#### WHAT YOU NEED TO DO
Provide the number of lines in the entries below containing "return", with no further words.

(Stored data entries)
PR #2094, opened 2025-08-26
fix: absolute paths in request URI

predic8:
## Summary by CodeRabbit

- New Features
  - Centralized URI resolution that preserves path and query; CONNECT requests retain the full URI.
  - New public accessors: raw fragment and path-with-query (fragment is not propagated to backends).
  - Ability to record an original request URI for rewrite/diagnostics.

- Bug Fixes
  - More reliable construction of forwarded and absolute-request URLs and improved invalid-URI handling.

- Tests
  - Reorganized tests, reduced visibility, and added coverage for path/query handling and absolute-URL scenarios.

### DIFF
--- a/core/src/main/java/com/predic8/membrane/core/interceptor/DispatchingInterceptor.java
+++ b/core/src/main/java/com/predic8/membrane/core/interceptor/DispatchingInterceptor.java
@@ -55,7 +55,7 @@ public class DispatchingInterceptor extends AbstractInterceptor {
             try {
                 exc.getDestinations().add(getForwardingDestination(exc));
             } catch (Exception e) {
-                internal(router.isProduction(),getDisplayName())
+                internal(router.isProduction(), getDisplayName())
                         .detail("Could not get forwarding destination to dispatch request")
                         .exception(e)
                         .buildAndSetResponse(exc);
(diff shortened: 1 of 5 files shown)


core/src/main/java/com/predic8/membrane/core/interceptor/DispatchingInterceptor.java
```diff
@@ -96,7 +96,7 @@ protected String getAddressFromTargetElement(Exchange exc) throws MalformedURLEx
             return targetURL;
         }
         if (p.getTargetHost() != null) {
-            return new URL(p.getTargetScheme(), p.getTargetHost(), p.getTargetPort(), exc.getRequest().getUri()).toString();
+            return new URL(p.getTargetScheme(), p.getTargetHost(), p.getTargetPort(), exc.getRequestURI()).toString();
```
rrayst: why was this changed? `exc.getRequestURI()` has interesting semantics...

core/src/main/java/com/predic8/membrane/core/interceptor/DispatchingInterceptor.java
```diff
@@ -43,6 +45,8 @@ public class DispatchingInterceptor extends AbstractInterceptor {
 
     private static final Logger log = LoggerFactory.getLogger(DispatchingInterceptor.class.getName());
 
+    private final URIFactory uriFactory = new URIFactory(true);
```
rrayst: -> `router.getUriFactory()`

rrayst (dismissed):

rrayst (dismissed):

PR #2110, opened 2025-09-01
Problem details log key

russelmrcl:
## Summary by CodeRabbit

- New Features
  - Added a configurable option to include a log reference key in error responses.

#### ANSWER TO THIS TASK
3